Commande du Teatro Real de Madrid – il y a de ça dix ans – qui surfait sur le double anniversaire de Verdi et Wagner – compositeurs nés en 1813 – C(H)ŒURS nous offre deux œuvres lyriques pour le prix d’une. Ce qui justifie en partie le dépassement de la durée habituelle d’une pièce « contemporaine », dans le cas présent sans répit ni entracte. Certains, on en connaît, pourront être agacés par des réflexes cabotins, des effets théâtraux datant du bon vieux temps de l’agit’prop ou par quelques tics maniérés à la Pina Bausch. Mais nul ne saurait se lasser d’une B.O. alternant scies musicales surpuissantes et thèmes lyriques subtils prélevés dans le Requiem, Nabucco, Aïda, Macbeth, La Traviata de Verdi, Lohengrin, Tannhäuser, Les Maîtres chanteurs de Nuremberg de Wagner.
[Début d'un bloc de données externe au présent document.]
PR #4801, opened 2017-08-11
Updating for new Salesforce UI

david-bc:
Note that I added links to externally hosted images. If you would prefer to host them in the static folder, downloading and committing them would not take long


mpaktiti:
@david-bc Thank you for the contribution! We moved the images to our repo (and made some other changes along the way) 👍

PR #4998, opened 2017-09-15
Auth0.js parameter updates

jeffreylees:
Feedback from a customer noted that we have required parameters in `authorize()` - wrongly so, they're required by the `authorize` endpoint, not as parameters to the auth0.js method (if they're not provided, the SDK defaults them). Also made some suggestions about the below paragraph, which just needed removed.

Lastly, separate request to document `leeway` parameter + explain what error might cause you to need to set a `leeway` to start with.


mpaktiti (approved):
Looks good. I fixed one more link.

PR #5000, opened 2017-09-15
Correct misspelling of "users"

d60402:


mpaktiti:
Thanks for the fix @d60402 ! 👍

PR #5007, opened 2017-09-16
Fix typos

d60402:


mpaktiti:
Thanks for fixing that @d60402 ! 👍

Que C(H)ŒURS soit de l’opéra, du théâtre ou de la danse n’a guère d’importance, tant la pièce est riche de trouvailles visuelles. Du début du show – avec un danseur androgyne, immobile, offrant son dos au public, homme décapité exécutant un numéro de marionnettiste rien qu’avec ses doigts – au finale de celui-ci : un striptease de la troupe au grand complet rejoignant les coulisses. Autant d’idées inédites, de mouvements d’ensemble surprenants, de pas de deux acrobatiques, de thèmes musicaux diffusés à fond et d’images fortes qui ne se limitent pas aux quelques slogans brandis sur des pancartes durant la pièce.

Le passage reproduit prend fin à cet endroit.